▸ What this task involves
Among the entries below, find the lines with "installer" and copy them.

(Records supplied)

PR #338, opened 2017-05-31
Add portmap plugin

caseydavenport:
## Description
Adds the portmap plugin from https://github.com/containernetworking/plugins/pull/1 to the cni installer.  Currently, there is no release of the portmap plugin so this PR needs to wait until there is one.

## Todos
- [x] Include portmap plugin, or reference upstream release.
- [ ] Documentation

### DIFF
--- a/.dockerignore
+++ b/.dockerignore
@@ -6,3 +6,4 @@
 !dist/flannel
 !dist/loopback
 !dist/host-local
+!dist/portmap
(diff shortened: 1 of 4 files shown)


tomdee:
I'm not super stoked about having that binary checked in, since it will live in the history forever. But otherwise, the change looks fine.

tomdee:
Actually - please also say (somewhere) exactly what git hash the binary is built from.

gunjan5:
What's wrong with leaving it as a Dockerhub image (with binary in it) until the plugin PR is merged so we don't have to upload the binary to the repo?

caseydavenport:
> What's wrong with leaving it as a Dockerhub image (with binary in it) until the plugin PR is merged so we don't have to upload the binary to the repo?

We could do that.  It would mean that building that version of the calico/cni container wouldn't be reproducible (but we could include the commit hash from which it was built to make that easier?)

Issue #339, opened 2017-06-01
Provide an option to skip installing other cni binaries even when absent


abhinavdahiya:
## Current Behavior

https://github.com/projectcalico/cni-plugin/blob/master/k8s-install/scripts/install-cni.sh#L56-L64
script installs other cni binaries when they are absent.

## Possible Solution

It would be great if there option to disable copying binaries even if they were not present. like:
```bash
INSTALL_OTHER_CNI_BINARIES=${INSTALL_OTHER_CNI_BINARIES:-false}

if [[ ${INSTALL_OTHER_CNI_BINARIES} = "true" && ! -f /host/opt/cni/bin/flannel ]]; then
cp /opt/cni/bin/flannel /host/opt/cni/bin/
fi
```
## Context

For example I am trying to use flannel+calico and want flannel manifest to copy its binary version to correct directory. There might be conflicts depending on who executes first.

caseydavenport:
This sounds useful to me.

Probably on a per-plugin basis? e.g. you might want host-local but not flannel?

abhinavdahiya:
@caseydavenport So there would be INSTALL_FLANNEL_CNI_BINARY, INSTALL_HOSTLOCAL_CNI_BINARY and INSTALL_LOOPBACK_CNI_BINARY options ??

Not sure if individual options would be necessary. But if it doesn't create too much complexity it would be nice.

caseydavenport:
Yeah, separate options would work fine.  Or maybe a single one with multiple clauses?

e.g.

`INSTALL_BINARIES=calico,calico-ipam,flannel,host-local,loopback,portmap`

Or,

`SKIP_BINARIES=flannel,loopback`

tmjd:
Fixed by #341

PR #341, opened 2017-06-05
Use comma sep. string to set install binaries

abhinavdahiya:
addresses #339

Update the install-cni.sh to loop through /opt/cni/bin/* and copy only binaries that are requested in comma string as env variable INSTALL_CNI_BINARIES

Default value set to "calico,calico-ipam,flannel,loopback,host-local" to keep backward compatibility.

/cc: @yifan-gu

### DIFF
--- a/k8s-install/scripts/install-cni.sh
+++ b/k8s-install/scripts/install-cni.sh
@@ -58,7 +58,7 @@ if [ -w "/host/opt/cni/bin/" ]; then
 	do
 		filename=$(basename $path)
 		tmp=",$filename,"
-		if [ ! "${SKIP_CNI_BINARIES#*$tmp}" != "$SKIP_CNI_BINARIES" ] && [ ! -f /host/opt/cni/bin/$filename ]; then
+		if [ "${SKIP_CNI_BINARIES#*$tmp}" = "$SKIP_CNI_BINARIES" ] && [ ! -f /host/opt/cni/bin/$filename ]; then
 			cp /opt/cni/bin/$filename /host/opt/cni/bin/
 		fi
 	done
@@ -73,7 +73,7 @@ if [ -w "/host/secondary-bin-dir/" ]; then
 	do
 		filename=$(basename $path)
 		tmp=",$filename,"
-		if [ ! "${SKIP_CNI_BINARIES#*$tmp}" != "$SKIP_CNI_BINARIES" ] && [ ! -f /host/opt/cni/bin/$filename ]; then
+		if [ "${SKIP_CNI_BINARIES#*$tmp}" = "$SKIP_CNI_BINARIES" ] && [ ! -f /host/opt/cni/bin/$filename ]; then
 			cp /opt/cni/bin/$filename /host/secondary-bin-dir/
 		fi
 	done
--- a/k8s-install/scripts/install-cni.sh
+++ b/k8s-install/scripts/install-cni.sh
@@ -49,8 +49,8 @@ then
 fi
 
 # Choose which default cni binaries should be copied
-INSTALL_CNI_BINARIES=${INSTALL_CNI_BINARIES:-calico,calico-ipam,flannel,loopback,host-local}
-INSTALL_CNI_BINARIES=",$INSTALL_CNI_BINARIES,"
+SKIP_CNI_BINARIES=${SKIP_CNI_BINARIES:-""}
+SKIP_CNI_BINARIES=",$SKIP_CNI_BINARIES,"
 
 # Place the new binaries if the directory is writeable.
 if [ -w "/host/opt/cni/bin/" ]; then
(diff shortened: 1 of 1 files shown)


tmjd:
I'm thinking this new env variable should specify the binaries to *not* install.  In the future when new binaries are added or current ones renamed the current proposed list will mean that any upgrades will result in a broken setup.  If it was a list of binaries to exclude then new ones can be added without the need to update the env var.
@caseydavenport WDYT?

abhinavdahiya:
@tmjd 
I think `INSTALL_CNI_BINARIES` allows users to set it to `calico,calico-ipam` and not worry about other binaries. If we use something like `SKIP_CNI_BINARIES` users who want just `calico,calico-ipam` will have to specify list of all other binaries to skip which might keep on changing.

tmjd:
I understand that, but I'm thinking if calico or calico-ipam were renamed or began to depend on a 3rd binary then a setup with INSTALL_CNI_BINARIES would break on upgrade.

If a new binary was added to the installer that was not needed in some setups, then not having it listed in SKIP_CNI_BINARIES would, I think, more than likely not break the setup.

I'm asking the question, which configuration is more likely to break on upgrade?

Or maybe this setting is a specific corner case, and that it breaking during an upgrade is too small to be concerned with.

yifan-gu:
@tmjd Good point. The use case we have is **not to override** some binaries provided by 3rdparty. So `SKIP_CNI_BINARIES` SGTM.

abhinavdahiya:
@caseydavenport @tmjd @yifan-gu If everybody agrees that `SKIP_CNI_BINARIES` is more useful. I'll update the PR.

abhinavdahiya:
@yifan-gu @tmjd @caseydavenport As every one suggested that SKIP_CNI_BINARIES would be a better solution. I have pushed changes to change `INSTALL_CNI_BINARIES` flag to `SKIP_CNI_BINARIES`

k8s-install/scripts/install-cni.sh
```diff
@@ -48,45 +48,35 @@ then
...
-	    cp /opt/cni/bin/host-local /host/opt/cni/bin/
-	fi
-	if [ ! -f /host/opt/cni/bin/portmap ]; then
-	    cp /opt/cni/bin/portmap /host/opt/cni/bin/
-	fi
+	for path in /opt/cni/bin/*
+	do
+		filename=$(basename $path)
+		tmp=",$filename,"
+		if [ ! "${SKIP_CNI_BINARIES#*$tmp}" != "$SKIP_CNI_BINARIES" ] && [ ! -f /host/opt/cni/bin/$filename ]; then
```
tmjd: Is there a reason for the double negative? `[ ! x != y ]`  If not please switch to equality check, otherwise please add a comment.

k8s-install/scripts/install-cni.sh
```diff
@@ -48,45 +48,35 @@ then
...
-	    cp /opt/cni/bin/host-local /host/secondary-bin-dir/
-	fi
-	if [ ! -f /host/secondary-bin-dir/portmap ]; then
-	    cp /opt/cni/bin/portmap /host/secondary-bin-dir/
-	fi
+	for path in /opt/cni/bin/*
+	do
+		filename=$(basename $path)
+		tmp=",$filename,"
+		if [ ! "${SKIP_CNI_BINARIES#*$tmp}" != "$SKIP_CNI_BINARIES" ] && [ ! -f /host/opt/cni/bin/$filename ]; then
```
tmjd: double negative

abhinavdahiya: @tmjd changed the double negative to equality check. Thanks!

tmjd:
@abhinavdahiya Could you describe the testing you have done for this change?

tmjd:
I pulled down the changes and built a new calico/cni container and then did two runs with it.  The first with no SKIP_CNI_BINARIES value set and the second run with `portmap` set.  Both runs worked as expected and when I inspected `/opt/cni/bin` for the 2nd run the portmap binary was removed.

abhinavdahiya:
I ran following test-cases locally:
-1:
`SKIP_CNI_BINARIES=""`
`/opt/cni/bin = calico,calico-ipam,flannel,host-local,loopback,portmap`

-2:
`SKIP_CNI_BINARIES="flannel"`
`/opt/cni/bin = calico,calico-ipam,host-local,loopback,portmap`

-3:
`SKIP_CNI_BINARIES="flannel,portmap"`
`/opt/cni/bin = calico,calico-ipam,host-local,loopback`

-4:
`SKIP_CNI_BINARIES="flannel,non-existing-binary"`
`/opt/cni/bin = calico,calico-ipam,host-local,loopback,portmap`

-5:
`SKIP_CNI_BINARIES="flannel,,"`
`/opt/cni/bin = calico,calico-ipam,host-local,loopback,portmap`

(End Records supplied)

▸ Result of this task
Adds the portmap plugin from https://github.com/containernetworking/plugins/pull/1 to the cni installer.  Currently, there is no release of the portmap plugin so this PR needs to wait until there is one.
If a new binary was added to the installer that was not needed in some setups, then not having it listed in SKIP_CNI_BINARIES would, I think, more than likely not break the setup.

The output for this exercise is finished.